[Stored data entries]
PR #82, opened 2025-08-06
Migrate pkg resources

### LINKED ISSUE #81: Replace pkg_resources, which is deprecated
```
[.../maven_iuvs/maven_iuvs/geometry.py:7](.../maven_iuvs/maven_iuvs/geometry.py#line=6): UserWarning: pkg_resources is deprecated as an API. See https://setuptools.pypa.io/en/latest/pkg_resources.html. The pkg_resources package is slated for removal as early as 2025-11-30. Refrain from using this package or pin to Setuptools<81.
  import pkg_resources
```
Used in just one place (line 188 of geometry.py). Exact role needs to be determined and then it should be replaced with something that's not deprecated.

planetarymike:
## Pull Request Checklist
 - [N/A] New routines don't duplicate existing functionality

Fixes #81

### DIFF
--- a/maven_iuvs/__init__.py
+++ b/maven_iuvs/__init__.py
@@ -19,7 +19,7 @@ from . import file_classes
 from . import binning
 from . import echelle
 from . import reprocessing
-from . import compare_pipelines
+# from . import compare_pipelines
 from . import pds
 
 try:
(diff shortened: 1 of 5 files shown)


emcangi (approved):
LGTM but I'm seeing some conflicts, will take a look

* * *

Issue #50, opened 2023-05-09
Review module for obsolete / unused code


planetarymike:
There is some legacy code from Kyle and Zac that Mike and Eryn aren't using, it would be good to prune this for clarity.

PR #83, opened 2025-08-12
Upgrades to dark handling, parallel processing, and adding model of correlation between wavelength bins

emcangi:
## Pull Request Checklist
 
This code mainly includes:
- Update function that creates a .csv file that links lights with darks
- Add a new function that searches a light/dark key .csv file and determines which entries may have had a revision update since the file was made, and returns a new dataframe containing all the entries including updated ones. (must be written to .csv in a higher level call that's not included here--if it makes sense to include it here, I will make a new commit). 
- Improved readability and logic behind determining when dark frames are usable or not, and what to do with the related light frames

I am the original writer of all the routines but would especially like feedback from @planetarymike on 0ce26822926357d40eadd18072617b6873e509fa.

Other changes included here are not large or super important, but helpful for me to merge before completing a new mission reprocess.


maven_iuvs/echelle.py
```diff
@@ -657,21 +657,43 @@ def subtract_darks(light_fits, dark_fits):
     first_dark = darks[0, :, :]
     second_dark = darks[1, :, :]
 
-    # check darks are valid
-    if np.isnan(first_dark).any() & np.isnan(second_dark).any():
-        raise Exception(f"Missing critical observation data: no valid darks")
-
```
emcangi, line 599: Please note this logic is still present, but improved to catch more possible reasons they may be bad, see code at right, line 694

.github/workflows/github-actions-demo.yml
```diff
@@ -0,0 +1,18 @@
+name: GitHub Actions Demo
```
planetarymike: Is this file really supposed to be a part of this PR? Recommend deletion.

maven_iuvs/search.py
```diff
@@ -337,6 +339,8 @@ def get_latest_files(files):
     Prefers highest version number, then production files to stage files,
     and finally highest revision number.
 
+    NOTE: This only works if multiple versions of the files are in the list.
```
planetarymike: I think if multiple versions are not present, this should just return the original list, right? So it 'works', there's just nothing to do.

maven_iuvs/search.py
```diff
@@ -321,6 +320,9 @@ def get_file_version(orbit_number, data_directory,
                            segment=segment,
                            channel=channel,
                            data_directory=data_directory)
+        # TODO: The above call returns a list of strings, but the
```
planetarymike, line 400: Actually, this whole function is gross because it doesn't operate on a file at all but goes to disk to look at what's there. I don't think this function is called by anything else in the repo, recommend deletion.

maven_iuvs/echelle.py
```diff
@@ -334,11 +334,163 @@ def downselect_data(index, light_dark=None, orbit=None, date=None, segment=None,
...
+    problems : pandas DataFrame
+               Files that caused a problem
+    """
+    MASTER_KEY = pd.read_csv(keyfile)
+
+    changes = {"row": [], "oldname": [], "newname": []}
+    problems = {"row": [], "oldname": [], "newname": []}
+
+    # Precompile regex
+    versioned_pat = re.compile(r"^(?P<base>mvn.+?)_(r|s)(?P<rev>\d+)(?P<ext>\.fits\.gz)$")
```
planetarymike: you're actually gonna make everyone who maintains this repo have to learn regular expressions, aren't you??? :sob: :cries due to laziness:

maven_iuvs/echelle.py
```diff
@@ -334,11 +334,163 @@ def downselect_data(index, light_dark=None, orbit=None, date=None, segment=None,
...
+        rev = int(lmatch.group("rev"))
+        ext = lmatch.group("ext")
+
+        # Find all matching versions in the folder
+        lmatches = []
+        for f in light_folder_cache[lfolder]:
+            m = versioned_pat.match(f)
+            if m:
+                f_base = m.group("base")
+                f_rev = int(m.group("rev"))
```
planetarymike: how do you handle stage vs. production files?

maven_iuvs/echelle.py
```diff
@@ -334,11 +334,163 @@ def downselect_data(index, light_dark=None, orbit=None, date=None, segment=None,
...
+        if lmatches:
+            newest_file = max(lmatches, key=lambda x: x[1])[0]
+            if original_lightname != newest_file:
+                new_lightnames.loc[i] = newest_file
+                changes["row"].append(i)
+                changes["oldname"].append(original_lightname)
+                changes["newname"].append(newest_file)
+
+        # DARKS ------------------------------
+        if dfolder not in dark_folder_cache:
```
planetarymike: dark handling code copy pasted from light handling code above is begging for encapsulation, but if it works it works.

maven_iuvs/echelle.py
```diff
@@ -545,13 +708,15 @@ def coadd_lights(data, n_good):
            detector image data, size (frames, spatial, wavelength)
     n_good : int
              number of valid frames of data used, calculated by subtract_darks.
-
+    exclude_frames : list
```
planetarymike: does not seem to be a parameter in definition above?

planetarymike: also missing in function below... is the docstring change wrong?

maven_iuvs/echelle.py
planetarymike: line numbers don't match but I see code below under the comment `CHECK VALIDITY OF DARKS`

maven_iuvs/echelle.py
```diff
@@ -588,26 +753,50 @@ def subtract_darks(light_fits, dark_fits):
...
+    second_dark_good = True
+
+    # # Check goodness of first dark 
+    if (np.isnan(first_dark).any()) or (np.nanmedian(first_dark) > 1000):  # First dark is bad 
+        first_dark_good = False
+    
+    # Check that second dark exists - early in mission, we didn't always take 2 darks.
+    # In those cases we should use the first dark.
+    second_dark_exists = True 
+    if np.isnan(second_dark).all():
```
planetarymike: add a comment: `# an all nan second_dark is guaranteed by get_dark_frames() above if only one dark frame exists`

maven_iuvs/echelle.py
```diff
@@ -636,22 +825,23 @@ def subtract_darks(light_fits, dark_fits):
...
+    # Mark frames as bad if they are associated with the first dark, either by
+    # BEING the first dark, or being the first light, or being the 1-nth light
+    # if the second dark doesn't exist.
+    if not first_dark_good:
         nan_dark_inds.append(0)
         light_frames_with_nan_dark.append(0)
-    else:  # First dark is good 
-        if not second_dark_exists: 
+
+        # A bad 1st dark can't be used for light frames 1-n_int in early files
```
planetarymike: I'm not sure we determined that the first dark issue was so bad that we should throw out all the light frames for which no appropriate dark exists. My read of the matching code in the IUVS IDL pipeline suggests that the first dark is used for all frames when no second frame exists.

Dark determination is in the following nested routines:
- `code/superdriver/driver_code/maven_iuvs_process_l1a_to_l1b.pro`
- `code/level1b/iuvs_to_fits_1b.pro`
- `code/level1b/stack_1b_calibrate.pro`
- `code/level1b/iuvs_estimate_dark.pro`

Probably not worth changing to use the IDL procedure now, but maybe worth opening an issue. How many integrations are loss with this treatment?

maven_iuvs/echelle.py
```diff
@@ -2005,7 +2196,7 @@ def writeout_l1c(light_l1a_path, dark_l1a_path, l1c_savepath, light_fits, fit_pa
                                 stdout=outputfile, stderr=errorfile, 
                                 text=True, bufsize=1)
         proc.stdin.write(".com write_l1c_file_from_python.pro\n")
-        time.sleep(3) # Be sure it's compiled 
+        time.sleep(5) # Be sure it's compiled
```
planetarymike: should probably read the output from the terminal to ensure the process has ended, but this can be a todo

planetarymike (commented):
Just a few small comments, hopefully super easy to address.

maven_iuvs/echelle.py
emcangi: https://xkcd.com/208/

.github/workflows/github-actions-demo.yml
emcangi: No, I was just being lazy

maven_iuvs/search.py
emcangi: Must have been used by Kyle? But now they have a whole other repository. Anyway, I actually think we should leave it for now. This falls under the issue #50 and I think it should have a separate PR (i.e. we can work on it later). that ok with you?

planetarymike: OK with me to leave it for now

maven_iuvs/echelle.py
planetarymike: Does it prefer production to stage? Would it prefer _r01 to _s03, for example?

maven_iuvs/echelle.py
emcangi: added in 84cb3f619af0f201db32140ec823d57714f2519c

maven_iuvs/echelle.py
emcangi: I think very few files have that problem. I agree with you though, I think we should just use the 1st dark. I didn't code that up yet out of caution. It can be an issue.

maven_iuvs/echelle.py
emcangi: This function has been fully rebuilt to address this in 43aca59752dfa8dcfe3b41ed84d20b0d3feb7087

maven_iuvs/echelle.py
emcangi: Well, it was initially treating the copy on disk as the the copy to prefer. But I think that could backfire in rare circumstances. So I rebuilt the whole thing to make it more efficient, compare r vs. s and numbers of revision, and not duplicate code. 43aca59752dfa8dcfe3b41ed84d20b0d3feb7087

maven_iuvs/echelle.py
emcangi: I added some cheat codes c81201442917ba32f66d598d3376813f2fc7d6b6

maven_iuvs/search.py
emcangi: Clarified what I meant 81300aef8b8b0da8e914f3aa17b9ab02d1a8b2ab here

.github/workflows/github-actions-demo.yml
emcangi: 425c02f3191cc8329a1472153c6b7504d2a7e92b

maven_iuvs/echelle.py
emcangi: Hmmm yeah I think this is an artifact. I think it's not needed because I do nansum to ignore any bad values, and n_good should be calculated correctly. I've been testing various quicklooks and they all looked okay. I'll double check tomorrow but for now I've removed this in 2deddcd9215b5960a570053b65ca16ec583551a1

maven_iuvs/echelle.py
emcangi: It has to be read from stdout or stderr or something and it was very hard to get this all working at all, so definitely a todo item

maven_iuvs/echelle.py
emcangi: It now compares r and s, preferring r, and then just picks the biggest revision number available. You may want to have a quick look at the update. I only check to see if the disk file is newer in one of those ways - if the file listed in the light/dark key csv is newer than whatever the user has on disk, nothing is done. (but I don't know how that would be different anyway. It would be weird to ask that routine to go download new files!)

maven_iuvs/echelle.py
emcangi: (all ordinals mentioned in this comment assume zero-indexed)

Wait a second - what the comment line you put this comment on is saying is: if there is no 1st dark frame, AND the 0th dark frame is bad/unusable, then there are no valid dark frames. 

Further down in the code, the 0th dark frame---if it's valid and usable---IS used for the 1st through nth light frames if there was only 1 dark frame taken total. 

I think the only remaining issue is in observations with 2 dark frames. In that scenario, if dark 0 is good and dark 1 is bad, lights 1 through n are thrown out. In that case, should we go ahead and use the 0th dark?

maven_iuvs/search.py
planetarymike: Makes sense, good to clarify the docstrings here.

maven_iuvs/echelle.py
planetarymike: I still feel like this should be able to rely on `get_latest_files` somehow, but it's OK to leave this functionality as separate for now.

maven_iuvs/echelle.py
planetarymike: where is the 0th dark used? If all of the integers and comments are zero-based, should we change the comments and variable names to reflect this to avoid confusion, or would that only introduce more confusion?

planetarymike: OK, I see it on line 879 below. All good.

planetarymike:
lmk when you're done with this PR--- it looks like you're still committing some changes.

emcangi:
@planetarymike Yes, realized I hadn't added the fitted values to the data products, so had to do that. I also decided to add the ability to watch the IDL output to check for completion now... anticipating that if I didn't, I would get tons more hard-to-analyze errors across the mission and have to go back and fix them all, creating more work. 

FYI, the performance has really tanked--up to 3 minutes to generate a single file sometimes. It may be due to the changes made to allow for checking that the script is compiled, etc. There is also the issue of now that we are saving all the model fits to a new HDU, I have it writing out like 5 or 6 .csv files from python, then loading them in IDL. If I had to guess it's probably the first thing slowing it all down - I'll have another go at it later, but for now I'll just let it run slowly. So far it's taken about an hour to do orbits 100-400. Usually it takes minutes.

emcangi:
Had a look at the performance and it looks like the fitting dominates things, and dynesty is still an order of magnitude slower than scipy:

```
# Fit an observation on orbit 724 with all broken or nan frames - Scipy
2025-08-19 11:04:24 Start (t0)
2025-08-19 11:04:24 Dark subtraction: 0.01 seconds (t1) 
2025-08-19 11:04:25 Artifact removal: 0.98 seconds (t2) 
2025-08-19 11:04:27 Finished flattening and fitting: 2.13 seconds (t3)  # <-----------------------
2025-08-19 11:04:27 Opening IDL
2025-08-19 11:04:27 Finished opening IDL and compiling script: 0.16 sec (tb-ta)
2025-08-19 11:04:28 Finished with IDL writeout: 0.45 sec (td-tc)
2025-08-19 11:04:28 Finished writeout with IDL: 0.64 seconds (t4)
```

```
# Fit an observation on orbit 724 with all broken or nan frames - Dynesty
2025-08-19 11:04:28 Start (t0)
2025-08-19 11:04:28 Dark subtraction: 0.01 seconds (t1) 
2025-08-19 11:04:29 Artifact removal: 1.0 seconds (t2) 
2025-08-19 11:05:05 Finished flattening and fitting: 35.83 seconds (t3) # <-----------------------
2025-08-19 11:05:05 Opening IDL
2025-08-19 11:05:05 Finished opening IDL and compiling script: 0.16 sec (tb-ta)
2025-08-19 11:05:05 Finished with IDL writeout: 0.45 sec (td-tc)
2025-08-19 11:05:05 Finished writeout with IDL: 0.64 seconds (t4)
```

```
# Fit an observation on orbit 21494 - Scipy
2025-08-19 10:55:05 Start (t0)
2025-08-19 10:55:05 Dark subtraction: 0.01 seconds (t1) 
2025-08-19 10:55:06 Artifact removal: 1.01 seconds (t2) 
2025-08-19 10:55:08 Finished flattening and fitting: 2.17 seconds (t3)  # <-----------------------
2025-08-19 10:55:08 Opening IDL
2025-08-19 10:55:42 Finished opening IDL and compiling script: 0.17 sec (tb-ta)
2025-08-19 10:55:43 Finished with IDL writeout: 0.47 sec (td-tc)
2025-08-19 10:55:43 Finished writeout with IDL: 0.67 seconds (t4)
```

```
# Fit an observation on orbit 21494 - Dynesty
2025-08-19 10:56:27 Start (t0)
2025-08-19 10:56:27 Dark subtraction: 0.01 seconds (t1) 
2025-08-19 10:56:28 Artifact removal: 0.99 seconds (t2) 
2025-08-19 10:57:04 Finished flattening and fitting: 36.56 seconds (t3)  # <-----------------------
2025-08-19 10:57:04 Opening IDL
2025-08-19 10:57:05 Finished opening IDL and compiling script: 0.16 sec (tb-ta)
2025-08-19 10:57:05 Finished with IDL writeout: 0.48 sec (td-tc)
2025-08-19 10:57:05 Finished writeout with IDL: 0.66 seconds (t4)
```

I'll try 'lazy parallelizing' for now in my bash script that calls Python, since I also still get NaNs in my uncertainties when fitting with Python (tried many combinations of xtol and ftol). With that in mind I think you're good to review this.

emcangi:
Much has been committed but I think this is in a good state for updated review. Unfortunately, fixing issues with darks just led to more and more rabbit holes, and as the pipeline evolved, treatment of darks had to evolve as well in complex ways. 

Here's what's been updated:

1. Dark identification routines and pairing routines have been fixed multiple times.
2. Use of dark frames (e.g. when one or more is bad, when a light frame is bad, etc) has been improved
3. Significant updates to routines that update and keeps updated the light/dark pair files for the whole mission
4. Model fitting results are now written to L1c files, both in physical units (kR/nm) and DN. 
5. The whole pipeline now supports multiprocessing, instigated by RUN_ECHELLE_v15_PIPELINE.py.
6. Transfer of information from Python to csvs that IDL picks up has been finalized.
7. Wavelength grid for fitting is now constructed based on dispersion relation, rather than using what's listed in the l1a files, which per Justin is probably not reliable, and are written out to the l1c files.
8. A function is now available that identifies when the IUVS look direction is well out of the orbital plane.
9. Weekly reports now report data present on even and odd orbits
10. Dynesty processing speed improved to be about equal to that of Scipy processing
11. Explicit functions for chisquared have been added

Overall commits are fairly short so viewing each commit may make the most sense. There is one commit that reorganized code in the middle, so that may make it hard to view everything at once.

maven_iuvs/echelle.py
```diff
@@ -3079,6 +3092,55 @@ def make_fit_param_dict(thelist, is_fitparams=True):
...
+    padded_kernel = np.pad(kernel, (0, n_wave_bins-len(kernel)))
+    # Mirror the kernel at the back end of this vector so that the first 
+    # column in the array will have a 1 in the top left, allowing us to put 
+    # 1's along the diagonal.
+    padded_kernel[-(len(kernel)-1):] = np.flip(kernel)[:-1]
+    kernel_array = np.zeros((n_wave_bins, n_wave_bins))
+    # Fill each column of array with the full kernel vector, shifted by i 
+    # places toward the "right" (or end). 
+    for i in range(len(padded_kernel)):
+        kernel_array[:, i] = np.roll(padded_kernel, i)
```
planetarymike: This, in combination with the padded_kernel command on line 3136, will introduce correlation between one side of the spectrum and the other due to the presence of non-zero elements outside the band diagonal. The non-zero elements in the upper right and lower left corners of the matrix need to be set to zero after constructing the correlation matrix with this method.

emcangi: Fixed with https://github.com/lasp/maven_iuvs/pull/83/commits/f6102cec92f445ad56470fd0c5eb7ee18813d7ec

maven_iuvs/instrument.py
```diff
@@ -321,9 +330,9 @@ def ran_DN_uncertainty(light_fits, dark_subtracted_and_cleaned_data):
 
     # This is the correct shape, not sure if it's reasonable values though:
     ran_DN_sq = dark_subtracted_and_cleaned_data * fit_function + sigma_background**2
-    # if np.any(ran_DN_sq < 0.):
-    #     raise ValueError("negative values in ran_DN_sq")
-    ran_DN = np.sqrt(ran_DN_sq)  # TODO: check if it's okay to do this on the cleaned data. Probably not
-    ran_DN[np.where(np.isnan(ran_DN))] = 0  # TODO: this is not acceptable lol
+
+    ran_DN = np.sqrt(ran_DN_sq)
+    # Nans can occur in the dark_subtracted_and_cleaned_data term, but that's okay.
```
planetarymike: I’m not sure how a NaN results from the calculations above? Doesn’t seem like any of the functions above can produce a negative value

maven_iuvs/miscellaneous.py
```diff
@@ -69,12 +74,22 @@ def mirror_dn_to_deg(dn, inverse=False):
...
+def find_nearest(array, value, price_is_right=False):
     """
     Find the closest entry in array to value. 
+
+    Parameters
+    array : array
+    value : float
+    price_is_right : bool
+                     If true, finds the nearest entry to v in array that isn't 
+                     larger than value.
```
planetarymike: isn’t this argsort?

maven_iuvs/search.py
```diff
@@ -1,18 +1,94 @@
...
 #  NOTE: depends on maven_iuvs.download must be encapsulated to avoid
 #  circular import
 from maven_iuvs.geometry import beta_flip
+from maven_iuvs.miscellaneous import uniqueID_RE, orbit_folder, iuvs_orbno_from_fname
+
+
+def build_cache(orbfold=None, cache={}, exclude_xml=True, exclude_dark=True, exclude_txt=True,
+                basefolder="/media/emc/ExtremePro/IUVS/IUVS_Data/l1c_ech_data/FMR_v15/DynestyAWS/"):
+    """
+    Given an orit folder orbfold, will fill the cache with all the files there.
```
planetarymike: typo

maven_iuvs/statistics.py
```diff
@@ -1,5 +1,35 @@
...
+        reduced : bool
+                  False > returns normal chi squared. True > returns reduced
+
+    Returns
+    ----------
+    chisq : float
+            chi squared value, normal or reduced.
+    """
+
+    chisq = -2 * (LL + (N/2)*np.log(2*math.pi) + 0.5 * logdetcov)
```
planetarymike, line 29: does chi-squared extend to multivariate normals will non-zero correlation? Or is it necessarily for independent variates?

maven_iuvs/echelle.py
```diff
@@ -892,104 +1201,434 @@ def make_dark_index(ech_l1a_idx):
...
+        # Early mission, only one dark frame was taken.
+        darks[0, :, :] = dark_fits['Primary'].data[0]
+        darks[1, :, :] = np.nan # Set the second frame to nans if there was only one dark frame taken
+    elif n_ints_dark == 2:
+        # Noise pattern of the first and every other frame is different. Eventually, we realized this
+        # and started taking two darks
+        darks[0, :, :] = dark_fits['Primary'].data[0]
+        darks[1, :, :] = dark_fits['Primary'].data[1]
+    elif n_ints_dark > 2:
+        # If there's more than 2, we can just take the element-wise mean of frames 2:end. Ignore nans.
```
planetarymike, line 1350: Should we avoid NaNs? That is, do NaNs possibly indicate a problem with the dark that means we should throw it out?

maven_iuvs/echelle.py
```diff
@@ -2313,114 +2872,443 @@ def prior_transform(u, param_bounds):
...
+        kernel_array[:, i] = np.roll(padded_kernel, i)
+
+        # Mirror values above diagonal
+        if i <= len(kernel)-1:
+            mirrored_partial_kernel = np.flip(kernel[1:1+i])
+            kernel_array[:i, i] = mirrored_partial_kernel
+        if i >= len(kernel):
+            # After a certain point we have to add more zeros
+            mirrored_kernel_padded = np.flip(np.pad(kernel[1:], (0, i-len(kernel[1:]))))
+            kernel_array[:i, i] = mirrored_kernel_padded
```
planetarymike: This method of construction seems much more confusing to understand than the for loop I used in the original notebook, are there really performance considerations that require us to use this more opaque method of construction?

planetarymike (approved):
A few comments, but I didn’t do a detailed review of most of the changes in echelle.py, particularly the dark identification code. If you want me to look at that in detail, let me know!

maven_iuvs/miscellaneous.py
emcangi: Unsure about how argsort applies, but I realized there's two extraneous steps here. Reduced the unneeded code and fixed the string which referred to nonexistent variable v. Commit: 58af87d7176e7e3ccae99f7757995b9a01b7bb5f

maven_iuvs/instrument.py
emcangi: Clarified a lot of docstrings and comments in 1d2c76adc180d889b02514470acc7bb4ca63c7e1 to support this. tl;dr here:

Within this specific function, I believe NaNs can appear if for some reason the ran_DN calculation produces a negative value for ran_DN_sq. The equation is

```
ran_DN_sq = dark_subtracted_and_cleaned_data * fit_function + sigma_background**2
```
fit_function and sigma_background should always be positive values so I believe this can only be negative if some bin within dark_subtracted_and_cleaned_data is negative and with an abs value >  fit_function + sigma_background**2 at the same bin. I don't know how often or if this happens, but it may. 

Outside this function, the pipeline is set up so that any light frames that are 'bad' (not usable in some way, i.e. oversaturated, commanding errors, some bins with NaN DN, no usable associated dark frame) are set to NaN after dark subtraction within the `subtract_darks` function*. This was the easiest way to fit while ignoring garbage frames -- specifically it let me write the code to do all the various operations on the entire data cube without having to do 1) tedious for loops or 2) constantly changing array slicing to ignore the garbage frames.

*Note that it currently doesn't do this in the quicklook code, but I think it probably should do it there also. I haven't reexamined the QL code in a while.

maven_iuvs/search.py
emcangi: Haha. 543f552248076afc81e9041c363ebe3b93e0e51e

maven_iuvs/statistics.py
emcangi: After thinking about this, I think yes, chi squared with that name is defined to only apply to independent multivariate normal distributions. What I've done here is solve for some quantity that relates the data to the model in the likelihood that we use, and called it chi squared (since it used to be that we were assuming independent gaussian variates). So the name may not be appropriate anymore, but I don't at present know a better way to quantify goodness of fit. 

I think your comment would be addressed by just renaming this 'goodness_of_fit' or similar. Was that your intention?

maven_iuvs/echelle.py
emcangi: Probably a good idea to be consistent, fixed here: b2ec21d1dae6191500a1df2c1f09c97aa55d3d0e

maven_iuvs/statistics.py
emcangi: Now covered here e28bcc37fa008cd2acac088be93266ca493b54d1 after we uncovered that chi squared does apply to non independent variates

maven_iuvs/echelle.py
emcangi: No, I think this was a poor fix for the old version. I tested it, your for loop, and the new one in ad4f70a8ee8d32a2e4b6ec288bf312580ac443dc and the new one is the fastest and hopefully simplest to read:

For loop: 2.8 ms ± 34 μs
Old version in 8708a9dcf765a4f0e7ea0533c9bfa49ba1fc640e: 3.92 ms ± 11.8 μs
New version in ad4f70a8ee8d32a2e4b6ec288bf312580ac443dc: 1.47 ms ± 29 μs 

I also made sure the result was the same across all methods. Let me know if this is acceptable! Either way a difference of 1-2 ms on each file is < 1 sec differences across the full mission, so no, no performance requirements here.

==

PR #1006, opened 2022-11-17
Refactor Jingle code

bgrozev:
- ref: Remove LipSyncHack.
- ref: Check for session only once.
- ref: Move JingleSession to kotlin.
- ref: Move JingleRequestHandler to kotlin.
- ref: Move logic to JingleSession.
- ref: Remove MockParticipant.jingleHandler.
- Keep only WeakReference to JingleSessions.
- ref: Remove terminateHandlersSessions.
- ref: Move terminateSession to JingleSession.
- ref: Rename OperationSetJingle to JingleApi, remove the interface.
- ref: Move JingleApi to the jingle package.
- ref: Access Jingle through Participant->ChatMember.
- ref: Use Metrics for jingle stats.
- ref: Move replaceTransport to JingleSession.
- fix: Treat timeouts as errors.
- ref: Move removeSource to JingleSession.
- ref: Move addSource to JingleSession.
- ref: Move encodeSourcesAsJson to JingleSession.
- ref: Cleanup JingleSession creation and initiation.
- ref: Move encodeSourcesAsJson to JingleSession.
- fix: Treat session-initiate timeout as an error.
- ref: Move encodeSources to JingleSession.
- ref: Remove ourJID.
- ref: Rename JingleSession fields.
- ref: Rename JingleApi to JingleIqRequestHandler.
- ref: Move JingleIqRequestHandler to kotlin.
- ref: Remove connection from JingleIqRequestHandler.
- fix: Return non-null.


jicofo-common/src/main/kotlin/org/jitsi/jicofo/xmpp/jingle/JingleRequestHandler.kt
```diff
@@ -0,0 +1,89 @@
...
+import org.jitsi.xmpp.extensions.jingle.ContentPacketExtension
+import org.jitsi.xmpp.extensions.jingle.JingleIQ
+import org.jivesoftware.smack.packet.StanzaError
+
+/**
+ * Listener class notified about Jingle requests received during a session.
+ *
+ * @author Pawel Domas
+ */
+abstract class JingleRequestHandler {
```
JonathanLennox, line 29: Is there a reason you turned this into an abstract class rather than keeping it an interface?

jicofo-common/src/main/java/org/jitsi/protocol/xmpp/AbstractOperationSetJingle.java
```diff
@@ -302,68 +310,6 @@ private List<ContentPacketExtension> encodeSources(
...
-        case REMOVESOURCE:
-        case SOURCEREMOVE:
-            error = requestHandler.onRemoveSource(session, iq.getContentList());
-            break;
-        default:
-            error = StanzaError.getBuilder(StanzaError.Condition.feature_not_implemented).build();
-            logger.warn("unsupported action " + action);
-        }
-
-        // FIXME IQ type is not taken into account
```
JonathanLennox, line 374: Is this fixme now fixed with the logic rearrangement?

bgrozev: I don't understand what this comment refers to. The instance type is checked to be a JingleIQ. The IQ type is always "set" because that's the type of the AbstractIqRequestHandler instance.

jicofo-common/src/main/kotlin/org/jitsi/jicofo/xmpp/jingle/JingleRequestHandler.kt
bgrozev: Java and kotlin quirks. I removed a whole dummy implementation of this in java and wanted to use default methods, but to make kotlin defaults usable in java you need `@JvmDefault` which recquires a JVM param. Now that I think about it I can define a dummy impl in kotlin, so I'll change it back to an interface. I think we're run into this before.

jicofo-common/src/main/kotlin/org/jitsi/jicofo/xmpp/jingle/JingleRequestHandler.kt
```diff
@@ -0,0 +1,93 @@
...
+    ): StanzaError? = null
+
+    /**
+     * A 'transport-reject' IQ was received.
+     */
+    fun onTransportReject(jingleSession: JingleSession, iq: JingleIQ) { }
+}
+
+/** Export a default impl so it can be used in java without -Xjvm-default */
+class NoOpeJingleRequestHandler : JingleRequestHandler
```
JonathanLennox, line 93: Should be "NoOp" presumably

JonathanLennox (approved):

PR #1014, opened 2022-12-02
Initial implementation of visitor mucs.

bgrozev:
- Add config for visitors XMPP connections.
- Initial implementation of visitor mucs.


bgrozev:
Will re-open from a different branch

### Exercise brief:
Please filter the entries above down to the lines holding "correlation" and copy them.

### Solution for this problem:
Upgrades to dark handling, parallel processing, and adding model of correlation between wavelength bins
planetarymike: This, in combination with the padded_kernel command on line 3136, will introduce correlation between one side of the spectrum and the other due to the presence of non-zero elements outside the band diagonal. The non-zero elements in the upper right and lower left corners of the matrix need to be set to zero after constructing the correlation matrix with this method.
planetarymike, line 29: does chi-squared extend to multivariate normals will non-zero correlation? Or is it necessarily for independent variates?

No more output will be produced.